PR #60, opened 2017-01-20
Make loader agnostic to ingest name

SimonKrughoff:


tests/testHtmIndex.py
```diff
@@ -239,6 +242,16 @@ def testIngest(self):
         cent = make_coord(*tupl)
         cat = loader.loadSkyCircle(cent, self.search_radius, filterName='a')
         self.assertTrue(len(cat) > 0)
+        # test that a catalog can be loaded even with a name not used for ingestion
+        butler = dafPersist.Butler(self.test_repo_path)
+        config = LoadIndexedReferenceObjectsConfig()
+        config.ref_dataset_name = "diff_ref_name"
```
-- -- --
An exact copy of every record is needed.

• [Result]:
PR #60, opened 2017-01-20
Make loader agnostic to ingest name

SimonKrughoff:


tests/testHtmIndex.py
```diff
@@ -239,6 +242,16 @@ def testIngest(self):
         cent = make_coord(*tupl)
         cat = loader.loadSkyCircle(cent, self.search_radius, filterName='a')
         self.assertTrue(len(cat) > 0)
+        # test that a catalog can be loaded even with a name not used for ingestion
+        butler = dafPersist.Butler(self.test_repo_path)
+        config = LoadIndexedReferenceObjectsConfig()
+        config.ref_dataset_name = "diff_ref_name"
```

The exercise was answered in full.